Program poin adalah fitur yang paling sering diminta dan paling jarang dipikirkan matang. Semua toko ingin punya “member point kayak minimarket” — sedikit yang bertanya dulu: masalah apa yang sedang saya selesaikan? Artikel ini membantu menjawabnya jujur, termasuk kemungkinan jawabannya: belum perlu.

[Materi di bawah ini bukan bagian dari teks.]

PR #27909, opened 2020-09-29
Stackdriver: fix project name change regression

### LINKED ISSUE #27855: 7.2: stackdriver query render the wrong project
**What happened**:
The project selector inside Stackdriver query always render the default one, no matter of project is really use

To see the current project selected

1. Create a stackdriver datasource (probably with GCE authentification)
2. Create panel with the DS
3. Create a query and try to select another project
4. Query send to stackdriver use the project selected, but the UI display the default project

**Environment**:
- Grafana version: 7.2.0
- Data source type & version: stackdriver
- OS Grafana is installed on: kubernetes + official helm chart
- User OS & Browser: Chrome 85.0.4183.102 + MacOS 10.14.6

zoltanbedi:
This PR fixes a regression created in 7.2 that not allowed to change the project in google cloud monitoring data source. Also fixes an issue with legacy select component that it didn't show the noOptionsMessage. Also fixes the link in the config editor because it navigated to 404.

Fixes #27855

### DIFF
--- a/packages/grafana-ui/src/components/Forms/Legacy/Select/Select.tsx
+++ b/packages/grafana-ui/src/components/Forms/Legacy/Select/Select.tsx
@@ -154,7 +154,7 @@ export class Select<T> extends PureComponent<LegacySelectProps<T>> {
               onBlur={onBlur}
               openMenuOnFocus={openMenuOnFocus}
               maxMenuHeight={maxMenuHeight}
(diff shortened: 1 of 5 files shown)


papagian (approved):
I don't have context/opinion about the `noOptionsMessage` modification otherwise LGTM, I have tested it and it fixes the issue.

Apa yang sebenarnya dilakukan poin
Poin adalah janji diskon yang ditunda: pelanggan mengumpulkan nilai kecil dari tiap transaksi, menukarnya di kunjungan berikutnya. Kata kuncinya berikutnya — di situlah seluruh nilai strategisnya. Diskon biasa membayar transaksi yang sudah pasti terjadi; poin membayar kepulangan yang belum pasti. Dia alat retensi, bukan alat penjualan.
Konsekuensinya langsung terlihat: poin hanya masuk akal untuk bisnis yang pelanggannya mungkin kembali dalam rentang wajar. Dan di sinilah toko servis harus berpikir dua kali.
Kapan poin BERGUNA untuk toko servis
- Toko dengan penjualan rutin — aksesoris, sparepart eceran, barang harian. Pembeli tempered glass bulan ini realistis kembali beli charger bulan depan; siklusnya cukup pendek untuk poin terasa hidup.
- Bengkel dengan pekerjaan yang memang berulang — ganti oli dan servis berkala punya siklus beberapa bulan, bukan beberapa tahun. Pelanggan yang kembali tiga-empat kali setahun adalah pola paling ideal untuk poin: cukup sering untuk terasa, cukup bernilai untuk dikumpulkan.
- Toko dengan basis pelanggan tetap — konter langganan komunitas/instansi yang orangnya itu-itu lagi. Poin menjadi pengakuan resmi atas kesetiaan yang memang sudah ada.
- Sebagai pengganti diskon nego. Kasir yang biasa memberi “diskon sungkan” bisa dialihkan: “harganya tetap, tapi poinnya nanti bisa dipakai” — margin hari ini selamat, dan pelanggan tetap merasa dihargai.
Kapan poin BERLEBIHAN
- Servis besar yang jarang terulang. Ganti LCD itu 1–2 kali setahun per orang; poin dari transaksi Januari sudah dilupakan (atau hangus) sebelum kebutuhan berikutnya datang. Untuk pola ini, garansi yang dijaga dan pelayanan yang rapi jauh lebih mengikat daripada poin.
- Saat dasar tokonya belum beres. Poin di atas pencatatan berantakan hanya menambah satu angka lagi yang tidak bisa dipercaya. Kepercayaan dulu, gimmick kemudian.
- Saat dibuat asal-asalan. Poin tanpa aturan nilai yang dihitung adalah utang diskon yang menumpuk diam-diam — lihat bagian berikut.
Tiga aturan supaya poin tetap sehat
1. Hitung nilainya seperti biaya. Tentukan berapa rupiah nilai tukar tiap poin dan berapa poin lahir per rupiah transaksi — lalu hitung: total poin beredar × nilai tukar = kewajiban diskon yang sedang Anda cicil. Contoh (ilustrasi): poin senilai 1% dari transaksi berarti program Anda berbiaya maksimal 1% omzet — angka yang bisa dipertanggungjawabkan di laba rugi.
2. Beri masa berlaku. Poin abadi menumpuk jadi kewajiban abadi. Masa berlaku (di Automan bisa diatur pada aturan perolehan poinnya — mis. hangus setelah setahun) membuat program mendorong kepulangan, bukan menimbun. Poin yang hangus pun tercatat — bukan menguap tanpa jejak.
3. Tukarnya di transaksi, bukan di catatan sampingan. Penukaran poin harus memotong tagihan lewat sistem — supaya saldo poin, nilai diskon, dan margin transaksi semuanya jujur. Poin yang dicatat di buku terpisah akan bernasib sama dengan semua catatan terpisah: tidak pernah cocok.
Keputusannya
Tanyakan dua hal: apakah pelanggan saya realistis kembali dalam 1–3 bulan (kalau tidak — poin bukan alatnya), dan apakah saya sanggup menetapkan aturan nilai + masa berlaku lalu menaatinya (kalau tidak — poin akan jadi utang tak berbentuk). Dua jawaban “ya” = jalankan, mulai kecil, ukur seperti promo lainnya. Ada jawaban “tidak” = tunda tanpa rasa bersalah; alat-alat retensi lain di fitur akuisisi pelanggan menunggu di kebutuhan yang lebih pas.